** INSTRUCTIONS FOR THE TASK **
Copy each line below without leaving any out.

** GIVEN DATA **
PR #1016, opened 2021-05-05
Splitting out the type transformation for Q# -> QIR type transformation

bettinaheim:
This separates the type transformation to get the QIR type for a Q# type from the GenerationContext. In particular, a method to map a Q# type to the entry point interop type that the corresponding QIR entry point wrapper has, can be accessed by constructing a Microsoft.Quantum.Qir.Types instance and then calling .InteropType on it.


src/QsCompiler/QirGeneration/Interop.cs
```diff
@@ -61,63 +62,69 @@ internal sealed class Interop
...
+        /// Maps the given type to an interop-friendly type.
+        /// Strips items of type unit inside tuples.
+        /// Returns null only if the given type is unit, or a tuple of unit values.
         /// </summary>
         /// <exception cref="ArgumentException">
         /// The given type is a pointer to a non-struct type,
         /// or the given type is not specified in the QIR format.
         /// </exception>
-        private ITypeRef? MapToInteropType(ITypeRef t)
+        internal static ITypeRef? MapToInteropType(Context context, ITypeRef t)
```
ScottCarda-MS, line 82: I was trying to avoid having a Context object. I don't have one in the place where I need to call this.

ScottCarda-MS: You can see where I need this here: https://github.com/microsoft/qsharp-compiler/pull/1014/files#diff-ca1be728ef0634194297443f83770d8360446808f72afe59669d9cdf4bf83c7eR53

bettinaheim: This is the context of the llvm bindings. You would construct it just with Context(). This is the piece that may require you to have a reference to the llvmlibs. The way around it is to have the entry point object construction not work with the Q# data structures at all but instead construct everything relying on just the information in the QIR itself (which is the better setup for other reasons/people as well).

ScottCarda-MS (approved):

** ANSWER FOR THIS EXERCISE **
PR #1016, opened 2021-05-05
Splitting out the type transformation for Q# -> QIR type transformation

bettinaheim:
This separates the type transformation to get the QIR type for a Q# type from the GenerationContext. In particular, a method to map a Q# type to the entry point interop type that the corresponding QIR entry point wrapper has, can be accessed by constructing a Microsoft.Quantum.Qir.Types instance and then calling .InteropType on it.


src/QsCompiler/QirGeneration/Interop.cs
```diff
@@ -61,63 +62,69 @@ internal sealed class Interop
...
+        /// Maps the given type to an interop-friendly type.
+        /// Strips items of type unit inside tuples.
+        /// Returns null only if the given type is unit, or a tuple of unit values.
         /// </summary>
         /// <exception cref="ArgumentException">
         /// The given type is a pointer to a non-struct type,
         /// or the given type is not specified in the QIR format.
         /// </exception>
-        private ITypeRef? MapToInteropType(ITypeRef t)
+        internal static ITypeRef? MapToInteropType(Context context, ITypeRef t)
```
ScottCarda-MS, line 82: I was trying to avoid having a Context object. I don't have one in the place where I need to call this.

ScottCarda-MS: You can see where I need this here: https://github.com/microsoft/qsharp-compiler/pull/1014/files#diff-ca1be728ef0634194297443f83770d8360446808f72afe59669d9cdf4bf83c7eR53

bettinaheim: This is the context of the llvm bindings. You would construct it just with Context(). This is the piece that may require you to have a reference to the llvmlibs. The way around it is to have the entry point object construction not work with the Q# data structures at all but instead construct everything relying on just the information in the QIR itself (which is the better setup for other reasons/people as well).

ScottCarda-MS (approved):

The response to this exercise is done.